◆ WHAT THIS TASK INVOLVES ◆
This exercise asks for a copy of each line in the records below with the word "Classes" in it.
=====
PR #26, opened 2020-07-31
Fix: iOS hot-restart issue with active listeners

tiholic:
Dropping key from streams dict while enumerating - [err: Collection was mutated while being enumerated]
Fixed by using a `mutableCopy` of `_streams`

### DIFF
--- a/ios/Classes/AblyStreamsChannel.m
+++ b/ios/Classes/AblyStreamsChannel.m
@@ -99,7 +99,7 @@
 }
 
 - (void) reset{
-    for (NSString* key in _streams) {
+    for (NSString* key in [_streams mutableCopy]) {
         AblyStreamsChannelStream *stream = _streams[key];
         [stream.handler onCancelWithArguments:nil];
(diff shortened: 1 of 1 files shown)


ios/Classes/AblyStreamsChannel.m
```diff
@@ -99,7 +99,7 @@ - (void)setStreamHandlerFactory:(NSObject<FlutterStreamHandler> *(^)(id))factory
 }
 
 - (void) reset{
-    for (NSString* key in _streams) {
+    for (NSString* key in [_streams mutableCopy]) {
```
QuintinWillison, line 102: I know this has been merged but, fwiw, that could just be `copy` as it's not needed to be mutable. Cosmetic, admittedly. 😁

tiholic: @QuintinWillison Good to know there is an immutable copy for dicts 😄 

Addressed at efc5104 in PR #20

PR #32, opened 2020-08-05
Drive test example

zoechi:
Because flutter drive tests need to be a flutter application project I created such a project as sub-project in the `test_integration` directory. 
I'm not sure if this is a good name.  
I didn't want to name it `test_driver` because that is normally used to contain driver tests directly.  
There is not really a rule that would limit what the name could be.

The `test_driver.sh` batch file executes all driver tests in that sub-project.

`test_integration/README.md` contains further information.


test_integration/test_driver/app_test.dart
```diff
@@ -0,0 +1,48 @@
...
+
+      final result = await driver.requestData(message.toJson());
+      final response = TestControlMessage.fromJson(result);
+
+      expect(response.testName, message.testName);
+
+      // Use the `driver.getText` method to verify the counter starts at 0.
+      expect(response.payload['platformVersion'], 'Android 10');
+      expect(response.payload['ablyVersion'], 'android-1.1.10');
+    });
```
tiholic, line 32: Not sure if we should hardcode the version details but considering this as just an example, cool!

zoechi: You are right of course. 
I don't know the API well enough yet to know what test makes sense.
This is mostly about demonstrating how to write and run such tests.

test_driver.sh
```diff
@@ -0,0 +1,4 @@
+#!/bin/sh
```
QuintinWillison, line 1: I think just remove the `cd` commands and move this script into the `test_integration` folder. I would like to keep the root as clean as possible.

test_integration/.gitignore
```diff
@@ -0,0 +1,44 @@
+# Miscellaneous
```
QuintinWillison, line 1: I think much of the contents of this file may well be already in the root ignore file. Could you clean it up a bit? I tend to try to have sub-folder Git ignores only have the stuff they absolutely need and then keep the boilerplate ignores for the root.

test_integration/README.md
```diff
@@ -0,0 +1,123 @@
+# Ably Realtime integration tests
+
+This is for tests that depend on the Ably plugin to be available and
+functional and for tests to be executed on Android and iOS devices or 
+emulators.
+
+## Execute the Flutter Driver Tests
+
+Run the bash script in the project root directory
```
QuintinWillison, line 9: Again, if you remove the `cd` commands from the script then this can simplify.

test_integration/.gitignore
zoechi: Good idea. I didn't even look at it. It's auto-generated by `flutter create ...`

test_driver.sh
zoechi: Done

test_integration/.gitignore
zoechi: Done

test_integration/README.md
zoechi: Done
=====
◆ ANSWER TO THE EXERCISE ◆
--- a/ios/Classes/AblyStreamsChannel.m
+++ b/ios/Classes/AblyStreamsChannel.m
ios/Classes/AblyStreamsChannel.m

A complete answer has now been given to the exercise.